Isn't that the car where Honda says the timing belt is supposed to be CHANGED at 60k miles? 





j-man said:


> When is the fall meet!!!!?????


Yeah when is the fall meet??? Still really pissed I had to miss this one.


----------



## j-man

Hmmm I would have expected more support from someone I brought my business to even though his shop is 3 1/2 hours from where I live  

Glad I don't have to tear into my crappy American motors every 60,000 miles  

Sent from my DROID RAZR using Tapatalk 2


----------



## bertholomey

kickinaudio said:


> Toyota FTW
> 
> /thread


Sorry you missed this one Casey with everything going one - you would have had a good time.

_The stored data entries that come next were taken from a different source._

PR #1081, opened 2020-08-20
Fix issue with enhancements trying to run on non-file objects

lfarrell:
https://jira.lib.unc.edu/browse/BXC-2776


services/src/test/java/edu/unc/lib/dl/cdr/services/rest/RunEnhancementsIT.java
```diff
@@ -142,12 +144,34 @@ public void runEnhancementsFileObject() throws Exception {
     }
 
     @Test
-    public void runEnhancementsNonFileObject() throws Exception {
+    public void runEnhancementsWorkObject() throws Exception {
+        WorkObject workObj = repositoryObjectFactory.createWorkObject(null);
+        FileObject workFile = workObj
+                .addDataFile(makeContentUri(BINARY_CONTENT), "file.png", "image/png", null, null);
+        PID filePid = workFile.getPid();
+        setResultMetadataObject(filePid, ResourceType.Work.name());
```
bbpennel, line 152: i think to be more accurate to the case being tested, you should pass the pid of the work in here and then call the api on the work pid. I suspect it doesn't make a difference at the moment, but having a file labeled as a work in the solr indexed may produce unexpected results in the future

Would everyone who wants to please do me a favor. I had what I thought was a good request from Brian to gather some information from everyone so we can remember (especially the more mature individuals in the crowd) who everyone was and the impressions of the systems that we had on Saturday. You don't have to list your equipment if you don't want to, but could everyone pm me with the information below, and I'll compile into one post.

Name
Location
Vehicle
Gear

I've even given you an example below:

Brian carter
charlotte nc
Yellow chevy cavalier 2003
Jbl c508gti mkii kicks
Jbl c608gti mkii mid bass doors
Jbl gti 10 (2)
Ppi.phantom 900.4 (2)
Hifonics 2000.4


----------



## JHolmes

Sorry I couldn't make the meet. On a positive note, I finished my system this evening! Anyway I can get a copy of the meet CD?

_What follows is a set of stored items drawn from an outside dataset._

PR #1082, opened 2020-08-21
Have DirectoryToBagJob produce works instead of folders

lfarrell:
https://jira.lib.unc.edu/browse/BXC-2731

### DIFF
--- a/deposit/src/main/java/edu/unc/lib/deposit/normalize/DirectoryToBagJob.java
+++ b/deposit/src/main/java/edu/unc/lib/deposit/normalize/DirectoryToBagJob.java
@@ -83,8 +83,6 @@ public class DirectoryToBagJob extends AbstractFileServerToBagJob {
             Path filePath = sourcePath.getParent().relativize(file.toPath());
             String filePathString = filePath.toString();
             String filename = filePath.getFileName().toString();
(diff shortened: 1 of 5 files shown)


deposit/src/main/java/edu/unc/lib/deposit/normalize/DirectoryToBagJob.java
```diff
@@ -80,21 +81,32 @@ public void runJob() {
...
+
+            if (!file.isDirectory()) {
+                // Create work object
+                PID workPid = pidMinter.mintContentPid();
+                Bag workBag = model.createBag(workPid.getURI());
+                model.add(folderBag, RDF.type, Cdr.Work);
+                model.add(folderBag, CdrDeposit.label, filename);
 
-            if (!isDir) {
-                Resource fileResource = getFileResource(sourceBag, filePathString);
```
bbpennel, line 90: This is just occurring to me now, but it'd make sense to refactor `getFileResource` to generate a work which wraps the file. That way it continues to be useful, the Bagit job also gets to benefit from this change, and you wouldn't have to make much (or any) changes to the behavior here.
So you would basically want to move all this work construction and wrapping into `getFileResource`, which should already correctly be handling adding to the right parent folder.

PR #1088, opened 2020-09-01
BXC-2795 - Prevent deposit job blocking caused by TDB lock

bbpennel:
https://jira.lib.unc.edu/browse/BXC-2795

Sent from the future using Tapatalk


----------



## gtsdohcvvtli

I love that sub. I got one too. And an unused 2nd that's not doin anything but sitting around looking pretty. I did replace my first gen PDX with mosconis tho.

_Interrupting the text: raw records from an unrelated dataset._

PR #1090, opened 2020-09-03
Add progress counts for more job types

lfarrell:
https://jira.lib.unc.edu/browse/BXC-2755


deposit/src/main/java/edu/unc/lib/deposit/validate/ExtractTechnicalMetadataJob.java
```diff
@@ -138,13 +138,16 @@ public void runJob() {
...
+                addClicks(1);
             } catch (JobFailedException | JobInterruptedException e) {
                 throw e;
             } catch (Exception e) {
                 failJob(e, "Failed to extract FITS details for {0} from document:\n{1}",
                         objPid, xmlOutputter.outputString(fitsDoc));
             }
         }
+
+        setTotalClicks(stagingList.size());
```
bbpennel, line 150: For some of the longer running jobs it'd be helpful to know in advance how much work there is total. 
There are some examples of precomputing the count, this is from the virus scan job:
```
List<Entry<PID, String>> hrefs = getPropertyPairList(model, CdrDeposit.stagingLocation);

        setTotalClicks(hrefs.size());
```

I think both the jobs you updated in this PR would be good candidates

static/js/admin/src/statusMonitor/DepositMonitor.js
```diff
@@ -105,18 +105,24 @@ define('DepositMonitor', [ 'jquery', 'jquery-ui', 'underscore', 'AbstractStatusM
...
 				var jobName = job.name.substring(job.name.lastIndexOf(".") + 1);
 				
 				job["shortName"] = jobName;
-				
-				if (jobName == "IngestContentObjectsJob" && "total" in job) {
-					var completion = results.ingestedObjects? results.ingestedObjects : 0;
-					completion += " / " + job.total;
-					job["completion"] = completion;
+
+				if (jobsWithCounts.includes(jobName) && "total" in job) {
```
bbpennel, line 124: Is there any reason to restrict which jobs we allow counts on? Seems like anything that has `num` set and greater than zero should be displayed. Also, I think its okay to display num even if total isn't set, just display without the second half

bbpennel (changes requested):
Can you also add clicks and total for TransferBinariesToStorageJob?

deposit/src/main/java/edu/unc/lib/deposit/transfer/TransferBinariesToStorageJob.java
```diff
@@ -94,6 +96,7 @@ public void runJob() {
         // All objects in deposit should have the same destination, so pull storage loc from deposit record
         try (BinaryTransferSession transferSession = getTransferSession(model)) {
             transferBinaries(depositBag, transferSession);
+            setTotalClicks(ingestedObjCount);
```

As far as domestics cars, I would have to say they have to b on the bottom of the chain. Its sad I've seen 3 2008-20010 Chevy tahoes and suburbans with cracked dashes within the last year.


----------



## gtsdohcvvtli

Oh wait. Looks like its the hertz hi energy. I have a Mille


----------



## JHolmes

gtsdohcvvtli said:


> Oh wait. Looks like its the hertz hi energy. I have a Mille


Yeah, it's a Hi-Energy. Considered the Mille but it would have required more depth and space.


Sent from the future using Tapatalk


----------



## req

Andy Ranger
Virginia Beach, VA
2003 Volkswagen GTi
Mosconi AS200.4 x2
Alpine DVA-9861
Alpine RUX-C701
Alpine PXA-H701
Vifa XT25Fatial PRO 4FE30
Exodus Anarchy 6.5.8
Image Dynamics IDMax12.4



but soon ill have a Helix P-DSP with a custom built carPC installed. Its already going through a little stress testing on the bench at the house


----------



## DAT

JHolmes said:


> Yeah, it's a Hi-Energy. Considered the Mille but it would have required more depth and space.
> 
> 
> Sent from the future using Tapatalk


I agree good choice, as the sub is the least important speaker in a SQ setup.

it play the smallest range of Freqs.


----------



## Neil_J

req said:


> Andy Ranger
> Virginia Beach, VA
> 2003 Volkswagen GTi
> Mosconi AS200.4 x2
> Alpine DVA-9861
> Alpine RUX-C701
> Alpine PXA-H701
> Vifa XT25Fatial PRO 4FE30
> Exodus Anarchy 6.5.8
> Image Dynamics IDMax12.4
> 
> 
> 
> but soon ill have a Helix P-DSP with a custom built carPC installed. Its already going through a little stress testing on the bench at the house


He said to PM the information so he could compile it into one big post


----------



## JHolmes

DAT said:


> I agree good choice, as the sub is the least important speaker in a SQ setup.
> 
> it play the smallest range of Freqs.


Thank ya, thank ya. Milles up front, that's what matters. Lol


Sent from the future using Tapatalk


----------



## Matt R

Dont mean to stir the pot but im weighing in with, GO CHEVROLET!!!!!!

I dont really have a problem with any cars, I own Nissan, Mitsubishi, International, multiple Chevrolets, and a Ford.

I've kind of learned to appreciate all "car people" whether its my style or not we're all car people. Donks are pretty lame if you ask me but they are still owned by people into cars just like me.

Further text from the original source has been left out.